Required action: Locate every line in the records below that contains the word "Title", and copy each one.

Stored data
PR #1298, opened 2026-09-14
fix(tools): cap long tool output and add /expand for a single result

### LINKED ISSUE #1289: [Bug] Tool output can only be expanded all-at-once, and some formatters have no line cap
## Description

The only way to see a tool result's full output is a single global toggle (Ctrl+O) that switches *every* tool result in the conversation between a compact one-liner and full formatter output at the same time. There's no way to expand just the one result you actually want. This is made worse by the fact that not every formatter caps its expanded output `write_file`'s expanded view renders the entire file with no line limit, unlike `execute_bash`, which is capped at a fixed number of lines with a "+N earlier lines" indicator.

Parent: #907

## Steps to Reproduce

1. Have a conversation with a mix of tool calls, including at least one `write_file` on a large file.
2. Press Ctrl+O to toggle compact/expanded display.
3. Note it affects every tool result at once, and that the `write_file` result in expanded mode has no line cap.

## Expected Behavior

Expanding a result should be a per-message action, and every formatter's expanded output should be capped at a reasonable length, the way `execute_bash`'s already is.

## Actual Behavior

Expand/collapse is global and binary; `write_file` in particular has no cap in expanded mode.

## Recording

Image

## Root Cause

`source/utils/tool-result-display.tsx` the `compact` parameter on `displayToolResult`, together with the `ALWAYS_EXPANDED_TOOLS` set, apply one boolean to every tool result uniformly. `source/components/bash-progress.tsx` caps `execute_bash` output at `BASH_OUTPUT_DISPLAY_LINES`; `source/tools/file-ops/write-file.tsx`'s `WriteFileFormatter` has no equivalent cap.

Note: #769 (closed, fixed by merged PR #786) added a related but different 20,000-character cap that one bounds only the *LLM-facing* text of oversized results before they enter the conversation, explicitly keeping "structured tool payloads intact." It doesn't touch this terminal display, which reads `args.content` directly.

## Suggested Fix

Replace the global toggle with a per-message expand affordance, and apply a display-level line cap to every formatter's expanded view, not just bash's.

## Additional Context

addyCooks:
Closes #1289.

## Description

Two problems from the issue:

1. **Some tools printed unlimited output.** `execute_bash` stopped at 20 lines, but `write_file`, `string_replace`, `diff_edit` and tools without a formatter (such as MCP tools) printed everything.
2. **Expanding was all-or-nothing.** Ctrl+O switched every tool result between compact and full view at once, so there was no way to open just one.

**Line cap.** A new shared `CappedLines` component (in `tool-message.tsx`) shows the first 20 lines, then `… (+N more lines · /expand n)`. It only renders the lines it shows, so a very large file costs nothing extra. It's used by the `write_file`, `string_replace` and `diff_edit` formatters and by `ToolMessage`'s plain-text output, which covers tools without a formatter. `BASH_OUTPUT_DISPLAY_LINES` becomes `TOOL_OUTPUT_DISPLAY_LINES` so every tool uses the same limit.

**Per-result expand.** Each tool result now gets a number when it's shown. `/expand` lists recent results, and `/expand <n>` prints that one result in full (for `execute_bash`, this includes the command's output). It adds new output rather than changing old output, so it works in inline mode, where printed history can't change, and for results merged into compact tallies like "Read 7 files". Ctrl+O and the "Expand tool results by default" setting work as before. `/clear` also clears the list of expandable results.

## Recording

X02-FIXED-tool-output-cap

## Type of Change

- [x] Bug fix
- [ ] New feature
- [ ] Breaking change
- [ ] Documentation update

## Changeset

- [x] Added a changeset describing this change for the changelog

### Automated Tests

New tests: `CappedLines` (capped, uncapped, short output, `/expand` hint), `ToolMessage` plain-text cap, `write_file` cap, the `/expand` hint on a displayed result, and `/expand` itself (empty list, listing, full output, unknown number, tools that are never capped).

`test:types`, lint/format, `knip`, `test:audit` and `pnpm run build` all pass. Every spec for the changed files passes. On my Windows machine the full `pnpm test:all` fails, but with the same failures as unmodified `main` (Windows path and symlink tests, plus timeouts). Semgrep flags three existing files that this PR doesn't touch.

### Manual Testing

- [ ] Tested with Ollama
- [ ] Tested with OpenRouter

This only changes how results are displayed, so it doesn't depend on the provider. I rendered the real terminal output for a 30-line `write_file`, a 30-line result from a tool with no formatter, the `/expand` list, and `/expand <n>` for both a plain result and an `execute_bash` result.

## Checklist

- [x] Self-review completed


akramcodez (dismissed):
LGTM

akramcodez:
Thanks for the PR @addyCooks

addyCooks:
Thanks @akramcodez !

...

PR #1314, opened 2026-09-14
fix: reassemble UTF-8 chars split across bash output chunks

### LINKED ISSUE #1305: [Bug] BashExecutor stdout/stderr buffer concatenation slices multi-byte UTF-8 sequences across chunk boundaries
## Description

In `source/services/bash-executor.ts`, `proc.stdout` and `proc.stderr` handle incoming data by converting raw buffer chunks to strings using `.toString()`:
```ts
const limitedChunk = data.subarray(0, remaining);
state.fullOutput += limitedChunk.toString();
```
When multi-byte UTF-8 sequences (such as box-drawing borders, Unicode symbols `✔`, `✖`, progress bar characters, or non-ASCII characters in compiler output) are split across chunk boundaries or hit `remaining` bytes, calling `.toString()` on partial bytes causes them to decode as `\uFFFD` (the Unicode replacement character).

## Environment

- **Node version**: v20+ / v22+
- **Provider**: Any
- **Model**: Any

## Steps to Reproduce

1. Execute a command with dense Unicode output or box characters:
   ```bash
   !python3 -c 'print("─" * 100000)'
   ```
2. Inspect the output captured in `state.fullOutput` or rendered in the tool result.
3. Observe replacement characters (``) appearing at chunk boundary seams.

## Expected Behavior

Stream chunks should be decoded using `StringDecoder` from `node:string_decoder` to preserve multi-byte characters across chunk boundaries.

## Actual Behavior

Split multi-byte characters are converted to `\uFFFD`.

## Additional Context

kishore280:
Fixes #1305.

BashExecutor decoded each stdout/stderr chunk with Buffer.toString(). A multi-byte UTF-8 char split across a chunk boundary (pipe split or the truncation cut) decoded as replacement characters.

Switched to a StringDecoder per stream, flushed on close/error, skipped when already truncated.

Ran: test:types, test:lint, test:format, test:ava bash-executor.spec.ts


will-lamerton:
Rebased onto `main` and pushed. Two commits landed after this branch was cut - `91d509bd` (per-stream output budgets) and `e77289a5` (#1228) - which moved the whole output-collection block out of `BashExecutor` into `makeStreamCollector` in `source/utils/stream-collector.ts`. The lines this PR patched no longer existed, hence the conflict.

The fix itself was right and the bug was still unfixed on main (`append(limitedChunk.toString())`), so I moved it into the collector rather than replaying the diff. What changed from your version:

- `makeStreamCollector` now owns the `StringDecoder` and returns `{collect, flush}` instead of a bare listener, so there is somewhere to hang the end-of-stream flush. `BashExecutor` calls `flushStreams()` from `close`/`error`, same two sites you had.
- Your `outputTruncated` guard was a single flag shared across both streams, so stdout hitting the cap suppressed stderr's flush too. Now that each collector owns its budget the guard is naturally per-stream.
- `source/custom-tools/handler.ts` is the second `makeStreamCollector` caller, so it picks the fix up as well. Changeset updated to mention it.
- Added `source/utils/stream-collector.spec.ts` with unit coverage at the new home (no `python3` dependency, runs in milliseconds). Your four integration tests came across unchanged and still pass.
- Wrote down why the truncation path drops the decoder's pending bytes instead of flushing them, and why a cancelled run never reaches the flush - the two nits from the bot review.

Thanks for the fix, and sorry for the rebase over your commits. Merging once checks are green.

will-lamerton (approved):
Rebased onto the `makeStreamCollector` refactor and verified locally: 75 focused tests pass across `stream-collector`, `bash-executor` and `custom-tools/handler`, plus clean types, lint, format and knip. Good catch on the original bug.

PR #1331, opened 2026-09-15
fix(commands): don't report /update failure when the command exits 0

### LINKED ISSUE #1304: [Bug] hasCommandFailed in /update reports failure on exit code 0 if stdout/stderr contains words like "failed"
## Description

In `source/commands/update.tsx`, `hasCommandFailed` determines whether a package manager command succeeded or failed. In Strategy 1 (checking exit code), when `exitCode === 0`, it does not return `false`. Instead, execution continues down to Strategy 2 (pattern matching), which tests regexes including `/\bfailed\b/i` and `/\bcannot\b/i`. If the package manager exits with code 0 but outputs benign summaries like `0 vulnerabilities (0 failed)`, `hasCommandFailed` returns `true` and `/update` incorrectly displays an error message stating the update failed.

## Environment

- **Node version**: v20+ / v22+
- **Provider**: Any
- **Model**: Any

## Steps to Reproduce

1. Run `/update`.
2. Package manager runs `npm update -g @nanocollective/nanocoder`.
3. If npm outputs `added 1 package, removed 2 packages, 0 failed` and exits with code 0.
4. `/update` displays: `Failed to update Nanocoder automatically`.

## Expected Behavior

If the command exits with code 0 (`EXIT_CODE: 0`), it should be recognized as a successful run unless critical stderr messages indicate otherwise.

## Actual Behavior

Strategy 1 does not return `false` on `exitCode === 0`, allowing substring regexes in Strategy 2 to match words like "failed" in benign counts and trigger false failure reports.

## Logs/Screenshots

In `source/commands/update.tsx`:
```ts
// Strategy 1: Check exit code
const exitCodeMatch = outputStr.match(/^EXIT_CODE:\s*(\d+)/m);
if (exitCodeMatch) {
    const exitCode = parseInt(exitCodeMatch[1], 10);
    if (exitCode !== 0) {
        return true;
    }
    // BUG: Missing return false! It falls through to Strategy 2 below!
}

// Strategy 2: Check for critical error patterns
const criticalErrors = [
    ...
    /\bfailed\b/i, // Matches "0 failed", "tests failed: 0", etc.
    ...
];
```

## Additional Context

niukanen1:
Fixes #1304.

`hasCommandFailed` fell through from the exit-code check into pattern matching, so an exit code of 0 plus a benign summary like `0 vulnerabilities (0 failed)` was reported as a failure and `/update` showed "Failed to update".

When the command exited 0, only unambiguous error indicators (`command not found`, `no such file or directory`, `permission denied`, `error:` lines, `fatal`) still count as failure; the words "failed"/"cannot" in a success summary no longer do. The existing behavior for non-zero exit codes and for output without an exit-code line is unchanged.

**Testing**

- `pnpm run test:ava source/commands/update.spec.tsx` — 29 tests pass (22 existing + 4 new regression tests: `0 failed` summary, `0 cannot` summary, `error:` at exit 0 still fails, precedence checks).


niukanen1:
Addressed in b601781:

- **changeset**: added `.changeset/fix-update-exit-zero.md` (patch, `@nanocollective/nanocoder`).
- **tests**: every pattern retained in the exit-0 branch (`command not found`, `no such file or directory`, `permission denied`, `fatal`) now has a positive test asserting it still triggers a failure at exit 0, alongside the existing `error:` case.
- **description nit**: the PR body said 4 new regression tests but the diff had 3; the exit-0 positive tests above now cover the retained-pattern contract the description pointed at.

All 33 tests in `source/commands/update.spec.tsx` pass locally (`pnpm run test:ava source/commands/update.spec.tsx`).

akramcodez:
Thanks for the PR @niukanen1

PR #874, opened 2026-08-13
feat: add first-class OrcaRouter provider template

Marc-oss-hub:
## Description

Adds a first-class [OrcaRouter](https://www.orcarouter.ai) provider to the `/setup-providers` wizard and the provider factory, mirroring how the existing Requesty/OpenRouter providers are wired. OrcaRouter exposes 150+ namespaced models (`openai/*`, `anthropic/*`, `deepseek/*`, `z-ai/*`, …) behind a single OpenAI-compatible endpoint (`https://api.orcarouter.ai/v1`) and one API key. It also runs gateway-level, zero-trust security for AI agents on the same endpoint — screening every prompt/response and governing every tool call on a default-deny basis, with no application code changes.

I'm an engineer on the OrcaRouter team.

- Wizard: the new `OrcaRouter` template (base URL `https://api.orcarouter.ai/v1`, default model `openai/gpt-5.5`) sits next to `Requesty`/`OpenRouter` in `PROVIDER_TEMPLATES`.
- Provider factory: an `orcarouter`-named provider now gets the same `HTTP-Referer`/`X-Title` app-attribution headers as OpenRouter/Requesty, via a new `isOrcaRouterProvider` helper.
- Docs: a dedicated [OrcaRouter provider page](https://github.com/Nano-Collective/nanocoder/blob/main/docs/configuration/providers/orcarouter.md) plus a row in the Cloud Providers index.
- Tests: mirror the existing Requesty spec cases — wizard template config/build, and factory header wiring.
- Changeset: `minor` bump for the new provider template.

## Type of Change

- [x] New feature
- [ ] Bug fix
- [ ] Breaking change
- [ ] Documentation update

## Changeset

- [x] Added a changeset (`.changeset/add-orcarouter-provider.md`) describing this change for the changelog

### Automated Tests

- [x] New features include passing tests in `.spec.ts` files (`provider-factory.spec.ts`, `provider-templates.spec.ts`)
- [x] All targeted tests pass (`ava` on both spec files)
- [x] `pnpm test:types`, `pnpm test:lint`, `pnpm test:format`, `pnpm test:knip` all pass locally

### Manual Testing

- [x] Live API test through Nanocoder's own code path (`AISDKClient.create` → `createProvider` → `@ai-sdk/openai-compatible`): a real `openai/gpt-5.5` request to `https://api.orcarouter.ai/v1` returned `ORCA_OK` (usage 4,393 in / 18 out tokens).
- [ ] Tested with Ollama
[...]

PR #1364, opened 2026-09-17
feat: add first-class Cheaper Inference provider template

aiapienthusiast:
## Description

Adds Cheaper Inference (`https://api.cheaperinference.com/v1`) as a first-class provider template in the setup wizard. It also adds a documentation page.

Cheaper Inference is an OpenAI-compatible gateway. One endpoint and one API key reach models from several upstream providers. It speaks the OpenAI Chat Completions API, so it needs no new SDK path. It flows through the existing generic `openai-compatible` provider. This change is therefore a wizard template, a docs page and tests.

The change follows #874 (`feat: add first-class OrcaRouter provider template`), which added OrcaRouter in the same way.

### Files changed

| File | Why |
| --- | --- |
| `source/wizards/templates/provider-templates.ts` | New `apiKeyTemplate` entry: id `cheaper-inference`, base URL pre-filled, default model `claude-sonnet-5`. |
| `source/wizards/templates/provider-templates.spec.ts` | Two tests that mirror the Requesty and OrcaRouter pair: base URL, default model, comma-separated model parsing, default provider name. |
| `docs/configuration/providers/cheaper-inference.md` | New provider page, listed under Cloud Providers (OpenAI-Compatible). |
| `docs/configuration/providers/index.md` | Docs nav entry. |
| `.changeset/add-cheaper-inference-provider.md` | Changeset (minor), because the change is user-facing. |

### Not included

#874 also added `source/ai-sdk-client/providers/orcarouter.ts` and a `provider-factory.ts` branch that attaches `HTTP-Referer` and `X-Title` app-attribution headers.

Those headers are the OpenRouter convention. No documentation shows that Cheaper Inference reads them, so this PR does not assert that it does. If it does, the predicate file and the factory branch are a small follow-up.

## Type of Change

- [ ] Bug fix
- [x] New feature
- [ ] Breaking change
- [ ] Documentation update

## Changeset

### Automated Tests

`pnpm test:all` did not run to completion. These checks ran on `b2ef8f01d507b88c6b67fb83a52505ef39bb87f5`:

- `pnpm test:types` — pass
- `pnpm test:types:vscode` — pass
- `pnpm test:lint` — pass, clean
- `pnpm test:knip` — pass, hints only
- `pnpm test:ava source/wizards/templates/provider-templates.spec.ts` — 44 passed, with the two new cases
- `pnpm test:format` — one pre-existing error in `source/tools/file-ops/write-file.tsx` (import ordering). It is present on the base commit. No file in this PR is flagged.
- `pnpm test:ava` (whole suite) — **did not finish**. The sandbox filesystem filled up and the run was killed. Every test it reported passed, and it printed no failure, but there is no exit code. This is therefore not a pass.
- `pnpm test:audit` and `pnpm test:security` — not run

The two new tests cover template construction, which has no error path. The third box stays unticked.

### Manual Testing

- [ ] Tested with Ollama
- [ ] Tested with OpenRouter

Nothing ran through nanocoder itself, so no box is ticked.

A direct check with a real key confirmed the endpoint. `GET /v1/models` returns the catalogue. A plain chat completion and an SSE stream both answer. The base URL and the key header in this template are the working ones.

Result below:
- Provider factory: an `orcarouter`-named provider now gets the same `HTTP-Referer`/`X-Title` app-attribution headers as OpenRouter/Requesty, via a new `isOrcaRouterProvider` helper.
#874 also added `source/ai-sdk-client/providers/orcarouter.ts` and a `provider-factory.ts` branch that attaches `HTTP-Referer` and `X-Title` app-attribution headers.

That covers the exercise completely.